> [About this task]
Every single entry needs to appear again exactly as given.

> [Given information]
.....

Issue #289, opened 2026-08-27
GitHub client retries without settling the response body, retaining Workers connection resources


jlamoreaux:
## Summary

`GitHubClient.request()` retries on 403 rate-limit and on 5xx by awaiting a delay and recursing — without reading or cancelling the `Response` it already holds. In Cloudflare Workers an unconsumed response body keeps its connection resources held, so repeated retries can stall or exhaust the pool.

## Where

`src/github/client.ts`, on `claude/issue-243-244-promotion-evaluated-sha` at `5504f85` (PR #275).

The 403 rate-limit branch, `client.ts:390-397`:

```ts
await new Promise((resolve) => setTimeout(resolve, Math.max(waitTime, 1000)));
return this.request(endpoint, options, { ...requestOpts, retryCount: retryCount + 1 });
```

`response` is in scope and never settled. The 5xx retry branch has the same shape.

## Why it matters

The retry path is exactly the path that runs repeatedly, and it is reached under the two conditions where GitHub is already degraded — rate limiting and server errors. That is when connection pressure is least affordable.

Bounded by `maxRetries`, so this is resource pressure rather than a leak without limit. But every retried request holds a connection it no longer needs for the whole backoff delay, which on a rate-limit wait can be seconds.

## Suggested direction

Cancel or drain the body before the delay in both branches — `await response.body?.cancel()` (or read and discard) ahead of the `setTimeout`. Cancelling is preferable to draining: the bytes are not wanted and cancelling releases immediately.

Worth a test that drives repeated 5xx responses with bounded retries and asserts the body is settled on each attempt, since this is invisible to any assertion about the final result.

## Provenance

Found by CodeRabbit reviewing #275 (run `abf65850`), as an outside-diff-range comment. Verified against the code at `5504f85` before filing.

Issue #288, opened 2026-08-27
Duplicate-head 422 counts against the GitHub circuit breaker, so PR reuse can be blocked by the failures it exists to recover from


jlamoreaux:
## Summary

.....

> [Task response]
Issue #289, opened 2026-08-27
GitHub client retries without settling the response body, retaining Workers connection resources


jlamoreaux:
## Summary

`GitHubClient.request()` retries on 403 rate-limit and on 5xx by awaiting a delay and recursing — without reading or cancelling the `Response` it already holds. In Cloudflare Workers an unconsumed response body keeps its connection resources held, so repeated retries can stall or exhaust the pool.

## Where

`src/github/client.ts`, on `claude/issue-243-244-promotion-evaluated-sha` at `5504f85` (PR #275).

The 403 rate-limit branch, `client.ts:390-397`:

```ts
await new Promise((resolve) => setTimeout(resolve, Math.max(waitTime, 1000)));
return this.request(endpoint, options, { ...requestOpts, retryCount: retryCount + 1 });
```

`response` is in scope and never settled. The 5xx retry branch has the same shape.

## Why it matters

The retry path is exactly the path that runs repeatedly, and it is reached under the two conditions where GitHub is already degraded — rate limiting and server errors. That is when connection pressure is least affordable.

Bounded by `maxRetries`, so this is resource pressure rather than a leak without limit. But every retried request holds a connection it no longer needs for the whole backoff delay, which on a rate-limit wait can be seconds.

## Suggested direction

Cancel or drain the body before the delay in both branches — `await response.body?.cancel()` (or read and discard) ahead of the `setTimeout`. Cancelling is preferable to draining: the bytes are not wanted and cancelling releases immediately.

Worth a test that drives repeated 5xx responses with bounded retries and asserts the body is settled on each attempt, since this is invisible to any assertion about the final result.

## Provenance

Found by CodeRabbit reviewing #275 (run `abf65850`), as an outside-diff-range comment. Verified against the code at `5504f85` before filing.

Issue #288, opened 2026-08-27
Duplicate-head 422 counts against the GitHub circuit breaker, so PR reuse can be blocked by the failures it exists to recover from


jlamoreaux:
## Summary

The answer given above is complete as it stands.